(Records for this exercise Opens)

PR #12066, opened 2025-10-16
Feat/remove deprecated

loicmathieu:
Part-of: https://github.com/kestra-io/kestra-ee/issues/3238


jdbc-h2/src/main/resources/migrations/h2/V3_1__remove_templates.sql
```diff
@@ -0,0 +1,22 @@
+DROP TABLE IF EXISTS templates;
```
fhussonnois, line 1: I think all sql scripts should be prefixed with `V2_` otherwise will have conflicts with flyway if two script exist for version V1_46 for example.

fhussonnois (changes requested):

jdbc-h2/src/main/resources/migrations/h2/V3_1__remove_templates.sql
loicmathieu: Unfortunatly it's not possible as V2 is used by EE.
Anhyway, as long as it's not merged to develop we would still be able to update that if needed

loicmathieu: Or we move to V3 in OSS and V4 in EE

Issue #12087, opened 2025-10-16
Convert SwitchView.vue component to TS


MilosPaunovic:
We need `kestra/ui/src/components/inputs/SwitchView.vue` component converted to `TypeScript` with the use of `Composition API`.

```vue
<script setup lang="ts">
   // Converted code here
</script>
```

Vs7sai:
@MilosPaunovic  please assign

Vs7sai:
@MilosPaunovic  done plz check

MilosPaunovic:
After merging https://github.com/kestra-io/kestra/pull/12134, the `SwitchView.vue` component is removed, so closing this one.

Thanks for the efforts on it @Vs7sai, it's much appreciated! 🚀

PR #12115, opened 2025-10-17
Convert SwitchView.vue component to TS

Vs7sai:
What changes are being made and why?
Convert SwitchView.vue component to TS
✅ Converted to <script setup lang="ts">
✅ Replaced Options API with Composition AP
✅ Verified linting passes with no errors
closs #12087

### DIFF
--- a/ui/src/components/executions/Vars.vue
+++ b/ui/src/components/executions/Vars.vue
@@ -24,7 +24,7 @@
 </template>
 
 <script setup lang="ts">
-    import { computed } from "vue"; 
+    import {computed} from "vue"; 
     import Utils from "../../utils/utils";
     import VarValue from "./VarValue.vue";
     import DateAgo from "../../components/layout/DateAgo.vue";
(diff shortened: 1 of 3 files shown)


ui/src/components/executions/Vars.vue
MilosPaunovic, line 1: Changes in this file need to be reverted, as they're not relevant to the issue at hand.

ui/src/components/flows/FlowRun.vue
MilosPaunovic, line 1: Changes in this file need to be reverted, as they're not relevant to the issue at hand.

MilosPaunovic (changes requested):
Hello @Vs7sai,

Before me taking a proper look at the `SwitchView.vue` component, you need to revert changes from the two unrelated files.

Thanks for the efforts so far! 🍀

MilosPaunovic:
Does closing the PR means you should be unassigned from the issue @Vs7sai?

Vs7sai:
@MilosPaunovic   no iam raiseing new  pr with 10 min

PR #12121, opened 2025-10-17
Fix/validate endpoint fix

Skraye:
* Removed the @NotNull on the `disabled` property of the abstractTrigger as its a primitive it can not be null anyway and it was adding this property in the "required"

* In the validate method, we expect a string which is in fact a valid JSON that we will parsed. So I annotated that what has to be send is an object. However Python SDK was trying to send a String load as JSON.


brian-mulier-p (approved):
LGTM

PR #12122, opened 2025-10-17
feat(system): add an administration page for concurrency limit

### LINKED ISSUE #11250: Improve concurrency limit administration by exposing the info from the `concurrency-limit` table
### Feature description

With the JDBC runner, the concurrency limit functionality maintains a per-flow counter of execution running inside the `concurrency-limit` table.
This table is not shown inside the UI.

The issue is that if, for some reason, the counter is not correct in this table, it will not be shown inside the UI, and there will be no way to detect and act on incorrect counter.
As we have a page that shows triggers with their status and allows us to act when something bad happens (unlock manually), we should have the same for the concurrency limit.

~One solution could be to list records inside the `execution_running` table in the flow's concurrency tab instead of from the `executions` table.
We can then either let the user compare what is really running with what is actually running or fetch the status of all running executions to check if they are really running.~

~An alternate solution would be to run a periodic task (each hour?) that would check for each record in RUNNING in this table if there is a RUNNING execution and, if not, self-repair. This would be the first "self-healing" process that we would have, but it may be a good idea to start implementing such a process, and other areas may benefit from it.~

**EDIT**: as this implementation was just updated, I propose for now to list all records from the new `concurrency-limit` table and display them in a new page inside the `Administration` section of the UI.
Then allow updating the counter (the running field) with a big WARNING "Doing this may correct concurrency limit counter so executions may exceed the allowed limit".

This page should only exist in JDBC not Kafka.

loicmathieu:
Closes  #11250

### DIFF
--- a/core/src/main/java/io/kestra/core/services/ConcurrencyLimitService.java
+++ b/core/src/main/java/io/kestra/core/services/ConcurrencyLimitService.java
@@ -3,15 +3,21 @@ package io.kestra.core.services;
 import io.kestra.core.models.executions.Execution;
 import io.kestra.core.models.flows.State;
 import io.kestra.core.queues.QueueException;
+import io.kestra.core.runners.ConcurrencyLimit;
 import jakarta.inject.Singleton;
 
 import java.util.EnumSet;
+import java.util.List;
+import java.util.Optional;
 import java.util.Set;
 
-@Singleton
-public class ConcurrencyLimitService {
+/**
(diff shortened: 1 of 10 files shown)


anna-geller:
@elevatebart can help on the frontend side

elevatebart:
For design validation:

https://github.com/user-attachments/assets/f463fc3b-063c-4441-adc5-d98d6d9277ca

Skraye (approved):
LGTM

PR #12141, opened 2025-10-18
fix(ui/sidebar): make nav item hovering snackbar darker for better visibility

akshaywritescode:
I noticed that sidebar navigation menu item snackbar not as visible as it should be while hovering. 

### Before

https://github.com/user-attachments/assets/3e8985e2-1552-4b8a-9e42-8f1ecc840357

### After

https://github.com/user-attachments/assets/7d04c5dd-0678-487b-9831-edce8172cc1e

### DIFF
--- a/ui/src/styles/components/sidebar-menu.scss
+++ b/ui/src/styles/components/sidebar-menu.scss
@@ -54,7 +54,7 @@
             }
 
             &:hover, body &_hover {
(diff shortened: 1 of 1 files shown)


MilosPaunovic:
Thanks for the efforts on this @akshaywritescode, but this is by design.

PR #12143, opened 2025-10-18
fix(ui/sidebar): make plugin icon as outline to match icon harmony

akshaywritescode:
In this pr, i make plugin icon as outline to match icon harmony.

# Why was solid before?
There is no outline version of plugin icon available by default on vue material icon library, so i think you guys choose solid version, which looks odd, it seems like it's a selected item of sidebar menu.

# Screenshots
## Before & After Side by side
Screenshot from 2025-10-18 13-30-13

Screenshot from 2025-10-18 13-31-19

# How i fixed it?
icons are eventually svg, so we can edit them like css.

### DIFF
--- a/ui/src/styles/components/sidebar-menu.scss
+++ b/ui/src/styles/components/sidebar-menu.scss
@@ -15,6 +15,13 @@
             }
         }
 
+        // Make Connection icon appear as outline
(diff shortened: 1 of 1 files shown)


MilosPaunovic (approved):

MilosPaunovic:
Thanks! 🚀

(Records for this exercise Closes)
(Records for this exercise Opens)

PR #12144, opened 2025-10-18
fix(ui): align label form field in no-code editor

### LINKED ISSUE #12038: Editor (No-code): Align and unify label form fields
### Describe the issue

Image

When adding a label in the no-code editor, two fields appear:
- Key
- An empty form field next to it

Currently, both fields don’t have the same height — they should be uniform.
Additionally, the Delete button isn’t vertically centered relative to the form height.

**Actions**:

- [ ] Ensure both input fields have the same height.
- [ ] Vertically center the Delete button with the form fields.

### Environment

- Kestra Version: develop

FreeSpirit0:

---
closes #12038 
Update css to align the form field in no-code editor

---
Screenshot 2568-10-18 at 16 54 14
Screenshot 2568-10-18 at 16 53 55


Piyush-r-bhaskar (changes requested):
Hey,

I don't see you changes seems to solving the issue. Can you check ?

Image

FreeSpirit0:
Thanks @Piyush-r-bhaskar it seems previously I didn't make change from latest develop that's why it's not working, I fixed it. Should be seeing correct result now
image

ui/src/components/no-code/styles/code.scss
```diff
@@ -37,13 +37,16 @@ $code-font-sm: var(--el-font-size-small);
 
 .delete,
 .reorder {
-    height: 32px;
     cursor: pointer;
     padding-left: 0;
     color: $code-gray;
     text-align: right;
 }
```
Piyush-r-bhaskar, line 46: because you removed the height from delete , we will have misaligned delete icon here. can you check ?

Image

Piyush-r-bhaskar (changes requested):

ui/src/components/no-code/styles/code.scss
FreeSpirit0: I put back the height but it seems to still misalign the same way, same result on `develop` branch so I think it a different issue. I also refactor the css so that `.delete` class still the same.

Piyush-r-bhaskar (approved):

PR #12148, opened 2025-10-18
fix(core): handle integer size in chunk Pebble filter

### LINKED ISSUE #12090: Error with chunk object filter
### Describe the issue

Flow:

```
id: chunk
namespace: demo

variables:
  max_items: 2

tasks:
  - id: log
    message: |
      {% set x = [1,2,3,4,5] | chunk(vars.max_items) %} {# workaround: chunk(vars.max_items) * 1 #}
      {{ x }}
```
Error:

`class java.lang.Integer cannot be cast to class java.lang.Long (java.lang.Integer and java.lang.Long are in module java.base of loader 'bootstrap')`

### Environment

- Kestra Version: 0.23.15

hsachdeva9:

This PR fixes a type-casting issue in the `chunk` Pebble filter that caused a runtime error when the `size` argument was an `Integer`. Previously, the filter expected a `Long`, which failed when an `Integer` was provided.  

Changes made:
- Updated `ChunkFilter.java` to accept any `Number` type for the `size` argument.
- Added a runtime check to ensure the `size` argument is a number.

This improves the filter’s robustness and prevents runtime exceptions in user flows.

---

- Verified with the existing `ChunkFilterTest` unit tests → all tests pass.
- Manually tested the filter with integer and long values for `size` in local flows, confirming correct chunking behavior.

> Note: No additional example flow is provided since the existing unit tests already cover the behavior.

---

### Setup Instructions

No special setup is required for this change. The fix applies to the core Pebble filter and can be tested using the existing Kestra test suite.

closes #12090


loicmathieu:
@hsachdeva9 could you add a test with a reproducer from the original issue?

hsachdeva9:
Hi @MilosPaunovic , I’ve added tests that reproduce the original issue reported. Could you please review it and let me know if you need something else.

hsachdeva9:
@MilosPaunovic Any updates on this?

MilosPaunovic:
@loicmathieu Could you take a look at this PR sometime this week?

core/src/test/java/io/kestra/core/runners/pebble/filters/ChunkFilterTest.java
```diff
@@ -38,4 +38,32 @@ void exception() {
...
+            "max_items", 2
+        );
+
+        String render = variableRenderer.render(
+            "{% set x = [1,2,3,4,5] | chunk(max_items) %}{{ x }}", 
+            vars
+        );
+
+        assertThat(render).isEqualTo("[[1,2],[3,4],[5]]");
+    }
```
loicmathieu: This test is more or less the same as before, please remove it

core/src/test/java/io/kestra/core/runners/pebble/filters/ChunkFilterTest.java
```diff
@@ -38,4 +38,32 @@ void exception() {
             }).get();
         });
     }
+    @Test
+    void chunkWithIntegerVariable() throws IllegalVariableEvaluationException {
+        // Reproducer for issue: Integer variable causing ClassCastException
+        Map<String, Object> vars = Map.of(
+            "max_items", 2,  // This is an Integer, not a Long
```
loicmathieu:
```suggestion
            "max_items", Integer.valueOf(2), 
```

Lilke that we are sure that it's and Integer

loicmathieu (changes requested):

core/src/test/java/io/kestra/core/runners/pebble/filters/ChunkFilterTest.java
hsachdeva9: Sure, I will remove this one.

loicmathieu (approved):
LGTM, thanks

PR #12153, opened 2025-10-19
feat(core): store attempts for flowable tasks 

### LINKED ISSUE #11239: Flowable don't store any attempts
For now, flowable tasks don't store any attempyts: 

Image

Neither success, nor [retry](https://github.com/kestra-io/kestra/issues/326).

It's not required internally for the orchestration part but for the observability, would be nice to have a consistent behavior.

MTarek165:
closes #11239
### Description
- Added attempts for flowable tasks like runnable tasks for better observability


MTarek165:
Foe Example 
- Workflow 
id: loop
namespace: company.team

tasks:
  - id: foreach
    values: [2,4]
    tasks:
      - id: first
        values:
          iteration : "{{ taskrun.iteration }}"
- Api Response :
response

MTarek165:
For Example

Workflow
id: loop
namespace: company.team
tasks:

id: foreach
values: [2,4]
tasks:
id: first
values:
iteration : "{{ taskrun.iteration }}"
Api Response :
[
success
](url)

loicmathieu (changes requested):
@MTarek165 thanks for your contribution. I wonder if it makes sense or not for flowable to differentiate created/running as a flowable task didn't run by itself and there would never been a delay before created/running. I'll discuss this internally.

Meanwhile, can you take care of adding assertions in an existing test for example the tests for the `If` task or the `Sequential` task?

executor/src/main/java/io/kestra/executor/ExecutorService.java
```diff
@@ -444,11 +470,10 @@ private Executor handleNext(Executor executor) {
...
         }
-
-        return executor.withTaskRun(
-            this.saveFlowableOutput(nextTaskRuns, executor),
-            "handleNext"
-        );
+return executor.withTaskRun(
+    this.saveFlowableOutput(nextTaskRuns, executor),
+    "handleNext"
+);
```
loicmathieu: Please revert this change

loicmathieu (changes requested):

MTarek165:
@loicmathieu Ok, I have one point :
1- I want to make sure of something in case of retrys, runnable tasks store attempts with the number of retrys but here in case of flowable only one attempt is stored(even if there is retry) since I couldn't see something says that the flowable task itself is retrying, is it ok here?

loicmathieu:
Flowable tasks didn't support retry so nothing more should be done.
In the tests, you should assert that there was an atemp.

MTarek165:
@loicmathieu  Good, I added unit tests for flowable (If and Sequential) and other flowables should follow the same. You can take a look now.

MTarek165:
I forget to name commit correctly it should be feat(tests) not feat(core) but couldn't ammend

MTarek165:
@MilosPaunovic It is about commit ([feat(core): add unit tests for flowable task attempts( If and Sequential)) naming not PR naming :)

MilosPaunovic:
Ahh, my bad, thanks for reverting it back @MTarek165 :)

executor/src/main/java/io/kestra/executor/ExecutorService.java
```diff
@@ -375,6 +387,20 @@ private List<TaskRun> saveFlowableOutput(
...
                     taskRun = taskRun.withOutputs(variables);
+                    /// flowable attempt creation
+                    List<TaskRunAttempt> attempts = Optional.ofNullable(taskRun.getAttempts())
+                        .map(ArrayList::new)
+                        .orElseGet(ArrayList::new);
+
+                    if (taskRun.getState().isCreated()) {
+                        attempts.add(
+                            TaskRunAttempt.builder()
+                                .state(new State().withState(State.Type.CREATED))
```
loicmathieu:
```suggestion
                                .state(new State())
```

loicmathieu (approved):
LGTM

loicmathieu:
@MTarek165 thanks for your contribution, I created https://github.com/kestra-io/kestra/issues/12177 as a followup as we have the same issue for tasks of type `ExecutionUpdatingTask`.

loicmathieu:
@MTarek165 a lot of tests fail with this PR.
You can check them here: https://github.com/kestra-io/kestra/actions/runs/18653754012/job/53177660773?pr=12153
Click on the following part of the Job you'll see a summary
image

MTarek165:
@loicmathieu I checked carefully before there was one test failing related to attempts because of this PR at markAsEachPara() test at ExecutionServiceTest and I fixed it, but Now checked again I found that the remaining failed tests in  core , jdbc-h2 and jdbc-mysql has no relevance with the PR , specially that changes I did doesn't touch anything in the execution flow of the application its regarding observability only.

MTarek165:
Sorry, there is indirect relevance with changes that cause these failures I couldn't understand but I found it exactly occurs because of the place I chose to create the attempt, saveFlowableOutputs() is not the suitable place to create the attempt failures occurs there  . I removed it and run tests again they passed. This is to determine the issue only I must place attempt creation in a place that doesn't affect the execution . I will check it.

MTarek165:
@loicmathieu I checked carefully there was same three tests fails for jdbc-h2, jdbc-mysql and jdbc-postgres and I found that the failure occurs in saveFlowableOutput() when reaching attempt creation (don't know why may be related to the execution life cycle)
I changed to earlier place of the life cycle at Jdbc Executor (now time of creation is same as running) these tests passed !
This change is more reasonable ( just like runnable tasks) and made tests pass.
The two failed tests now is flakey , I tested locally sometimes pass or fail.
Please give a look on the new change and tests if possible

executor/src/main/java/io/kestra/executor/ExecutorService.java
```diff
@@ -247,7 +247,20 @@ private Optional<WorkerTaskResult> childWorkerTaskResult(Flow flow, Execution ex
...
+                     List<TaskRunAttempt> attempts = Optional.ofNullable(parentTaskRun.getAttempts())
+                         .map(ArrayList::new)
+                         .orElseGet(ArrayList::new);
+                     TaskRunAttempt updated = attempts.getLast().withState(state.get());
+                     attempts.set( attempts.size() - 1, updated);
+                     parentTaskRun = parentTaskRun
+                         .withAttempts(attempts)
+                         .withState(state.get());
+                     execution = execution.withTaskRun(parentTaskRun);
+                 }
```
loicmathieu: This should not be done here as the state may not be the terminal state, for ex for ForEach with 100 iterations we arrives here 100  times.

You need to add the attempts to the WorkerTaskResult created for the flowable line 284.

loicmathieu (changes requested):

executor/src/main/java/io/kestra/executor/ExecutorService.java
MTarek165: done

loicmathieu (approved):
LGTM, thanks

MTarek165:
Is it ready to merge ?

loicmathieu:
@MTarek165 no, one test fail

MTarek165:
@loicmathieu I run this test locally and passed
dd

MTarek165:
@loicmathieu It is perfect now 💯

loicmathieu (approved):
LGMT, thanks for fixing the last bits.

(Records for this exercise Closes)

## Requirement
Bring together every line in the entries that holds the string "Singleton".

## Solution to this exercise
 import jakarta.inject.Singleton;
-@Singleton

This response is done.